E tem sempre dizendo que eu não estou preparado para o novo, que sou preconceituoso e blá-blá-blá. Arram. Tá bom, então.

Até.

7 comentários:

josé roberto balestra disse...

Caramba, Edu, a chapa aqui hoje tá quente, hem? Dá pra sentir de longe...

Quer meu conselho? Não? Ah, mas vai assim mesmo: põe mais lenha nessa fornalha e fique de longe, escutando o frigir e assistindo o fumaceiro saindo do sobembaixo da peneleira, que o mundo tá muito sem graça...

Afinal, se ninguém incendiar como é que bombeiro vai viver o tempo todo olhando pra mangueira?

abs

Unknown disse...

"Se o assunto for jazz, ninguém deve perder tempo para falar sobre a genialidade de Miles Davis. Deve haver um Zé qualquer oriundo de uma parte remota do planeta que está fazendo um som que realmente interessa."
Edu, esse mudernismo bobo é de transbordar o saco.
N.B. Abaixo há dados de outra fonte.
PR #271, opened 2018-04-12
Fork recovery

LeeSmet:


modules/consensus/consensusset.go
```diff
@@ -236,6 +236,31 @@ func (cs *ConsensusSet) BlockHeightOfBlock(block types.Block) (height types.Bloc
 	return height, exists
 }
 
+// FindParentBlock finds the parent of a block at the given depth. While this function is expensive, it guarantees
+// that the correct parent block is found, even if the block is not on the longest fork. If it is known up front
```
GlenDC: How come a parent can be the correct parent block, if not the longest chain?

modules/consensus/accept.go
```diff
@@ -151,6 +151,9 @@ func (cs *ConsensusSet) addBlockToTree(b types.Block) (ce changeEntry, err error
 		}
 		var revertedBlocks, appliedBlocks []*processedBlock
 		revertedBlocks, appliedBlocks, err = cs.forkBlockchain(tx, newNode)
+		if len(revertedBlocks) != 0 {
```
GlenDC: we don't want to log if applied block isn't `0`?

modules/consensus/consistency.go
```diff
@@ -117,7 +117,7 @@ func (cs *ConsensusSet) checkRevertApply(tx *bolt.Tx) {
 		manageErr(tx, err)
 	}
 	if consensusChecksum(tx) != parent.ConsensusChecksum {
-		//manageErr(tx, errors.New("consensus checksum mismatch after reverting")) //this fails issue #28
+		manageErr(tx, errors.New("consensus checksum mismatch after reverting"))
```
GlenDC: if this doesn't fail any longer, I guess that's a good sign

modules/consensus/consensusset.go
LeeSmet: being on the longest chain/active fork has nothing to do with being a correct/valid parent block. If we have a block `b`, then said block has a parent block `pb`. If we know the block height (`hb`) of `b`, then the "i-th generation parent" of `b` is at blockheight `hb - i`. But the consensus set db only index block by blockheight if they are on the currently active fork / longest chain. So if `b` is currently not on the active chain, then it's possible that it's parent is also not on the longest chain, and therefore not indexed. So the only way to get the correct block is then to "manually" traverse the chain by getting each block, looking at the `parentID` in the header, get that block, look at the `parentID` in its header, etc... untill we went back `i` blocks. Now we have the "i-th generation parent" of our block, even if its not on the currently active fork/longest chain.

Se o sujeito não está interessado no Miles - por exemplo - como é que tem ouvidos apurados prá encher a bola do Zé?
Papinho chat, véio. Que eu nem escuto.
Abraço de Niquíti.

Daniel Banho disse...

Esse exemplo do jazz cai muito bem aqui no Brasil em relação ao samba.
Aquela história de roda que só toca música que ninguém conhece, como você descreveu bem no "Lênin vai ao samba".

No futebol tem um troço parecido que me incomoda: sempre tem alguém pra dizer que o craque da família era o que não fez sucesso. Do tipo "o Zico era bom, mas o melhor mesmo era o Edu", ou "quem viu Seu Dondinho jogar sabe que ele era melhor que o Pelé".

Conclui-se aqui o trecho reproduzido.